Bei diesen sarkastischen Worten weinte ich laut auf – und so schön ich nur konnte. Mein Onkel tat, als ob er Mitleid mit mir hätte:

«Aber ich seh schon, ich mute dir, so tapfer du dich hältst, mein teurer Patient, fast zuviel zu. Ruh dich nun, ruh dich. Daß deine Neugierde befriedigt ist, das wird dir einen heilsamen Schlaf bringen. – Nur, daß ich nicht vergesse: Erreg dich nicht, daß du die Welt nun anders als früher siehst. All die Dinge werden dir nun eben, flach, platt wie auf einer Fotografie erscheinen. Das kommt davon, daß du sie meist nur mit einem Auge auffängst. Viele Tiere sind sozusagen zwei Einäugige. Sie sehen nicht stereoskopisch, Andere Augen, andere Ansichten. Andere Ohren, andere Musik. Und so fort. Das tut nichts. Es faßt ja auch jeder Mensch jede Sache anders auf.

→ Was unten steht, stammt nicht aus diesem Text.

PR #1388, opened 2023-09-21
Adjust obsoletes test to new dnf behavior.

m-blaha:
Now install takes only obsoleters of the latest version into account.

Requires: https://github.com/rpm-software-management/libdnf/pull/1624
Requires: https://github.com/rpm-software-management/dnf/pull/1994


j-mracek (approved):
LGTM

PR #1399, opened 2023-10-30
Adjust dnf-automatic tests for dnf5

m-blaha:
- as automatic is a plugin in dnf5, it correctly handles installroot so no need for @no_installroot tag
- changed the way how automatic is called 'dnf-automatic' -> 'dnf5 automatic'

Requires: https://github.com/rpm-software-management/dnf5/pull/984

This PR only adjusts currently existing tests. We should cover more of the automatic functionality in follow-up pull requests.

### DIFF
--- a/dnf-behave-tests/dnf/dnf-automatic/reboot.feature
+++ b/dnf-behave-tests/dnf/dnf-automatic/reboot.feature
@@ -1,21 +1,16 @@
-@no_installroot
+@dnf5
 Feature: dnf-automatic reboots
 
-
 Background:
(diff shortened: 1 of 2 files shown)


jan-kolarik:
Seems like the dnf-automatic tests are failing...

m-blaha:
Oh yeah, they use the old automatic.conf location. I'll fix them.

m-blaha:
I also noticed that automatic checks are quite slow due to a bug in network availability detection. Here is the fix: https://github.com/rpm-software-management/dnf5/pull/1298

m-blaha:
The automatic.conf location is now fixed.

PR #1401, opened 2023-10-31
Remove dnf5 only step from obsoletes.feature

m-blaha:


glum23:
LGTM, has been tested manually, should be OK

PR #1403, opened 2023-11-08
dnf5: Enable needs-restarting tests

evan-goode:
Update the needs-restarting tests for DNF 5 and add a test for recommending a reboot when a package has an associated reboot_suggested advisory.

Requires https://github.com/rpm-software-management/dnf5/pull/887

For https://github.com/rpm-software-management/dnf5/issues/743

### DIFF
--- a/dnf-behave-tests/dnf/plugins-core/needs-restarting.feature
+++ b/dnf-behave-tests/dnf/plugins-core/needs-restarting.feature
@@ -1,3 +1,4 @@
+@dnf5
 @bz1639468
 Feature: Reboot hint
 
@@ -5,8 +6,12 @@ Background:
     Given I enable plugin "needs_restarting"
       And I use repository "dnf-ci-fedora"
       And I move the clock backward to "before boot-up"
-      And I execute dnf with args "install lame kernel basesystem glibc wget"
-      And I move the clock forward to "2 hours"
+      And I execute dnf with args "install lame kernel basesystem glibc wget lz4"
+      And I move the clock forward to "the present"
+      # Boot time is measured down to the second, so sleep for one second so
+      # the time packages are installed is at least one second after container
+      # boot
+      And I sleep for "1" seconds
       And I use repository "dnf-ci-fedora-updates"
 
 @bz1913962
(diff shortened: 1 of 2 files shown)


jan-kolarik:
There is 1 failing test after rebasing to the current dnf5 codebase with needs-restarting changes included.

evan-goode:
Interesting, it passes locally. I just double-checked to make sure I didn't forget to stage something, and that's not it. I'm going to trigger it to run again just for fun.

@inknos is there a way to make the CI do as "clean" a run as possible? Is there anything special needed to do since a file in `dnf-behave-tests/fixtures/specs` was changed in this PR?

kontura:
> Interesting, it passes locally. I just double-checked to make sure I didn't forget to stage something, and that's not it. I'm going to trigger it to run again just for fun.
> 
> @inknos is there a way to make the CI do as "clean" a run as possible? Is there anything special needed to do since a file in `dnf-behave-tests/fixtures/specs` was changed in this PR?

In the  `dnf-behave-tests/fixtures/specs` there is a `build.sh` script that needs to be run if a spec was changed.
If you are running the tests locally directly with `behave` you should run the script directly (you can even use the `-f` switch to force it to regenerate all the test packages.

If you use the `./container-test` to build a container for the tests you might have to rebuild it because it runs the `build.sh` during the container build. However if the change was already present during the container build it should be fine.

evan-goode:
OK, the CI is happy at long last. The problem was that the `NO_FAKE_STAT` setting for `faketime` doesn't work correctly on GitHub Actions. `needs-restarting` reads the mtime of `/proc/1`, and the test doesn't work correctly if faketime fakes that mtime.

The test worked fine when I ran the container on my machine, but not on GHA. It must have something to do with the kernel or the filesystem they use; maybe the filesystem stores mtimes in a way that is relative to the uptime rather than storing a full timestamp? That might take up less space and make sense for a CI environment. But I have no idea. I'd rather not spend the time definitively getting to the bottom of it since every debugging run I did took 50 minutes or so :)

To work around the issue, I had to add a 1-second sleep, instead of setting the time forward. It's not ideal, but I think it's a reasonable compromise of test complexity/development effort versus performance.

jan-kolarik (approved):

Aus Gewohnheit heißen wir eine bestimmte Farbe ‹rot›, wohl ja! Aber der eine versteht darunter – das kommt sogar häufig vor – eine Impression wie grün, ein anderer wie türkischblau .... Und damit – schönen guten Abend!»

 

Nein, meine Neugierde war absolut nicht befriedigt. Ich wollte überlegen, aber es war mir nicht möglich, die Punkte festzuhalten, die mein Onkel unaufgeklärt gelassen hatte. Ich war zu Tode betrübt, das war es. Und ich war nach dieser Operation wie mit Äther imprägniert. Mit Ätherdämpfen gesättigt – meine menschliche Urteilskraft sowohl als mein Stierherz.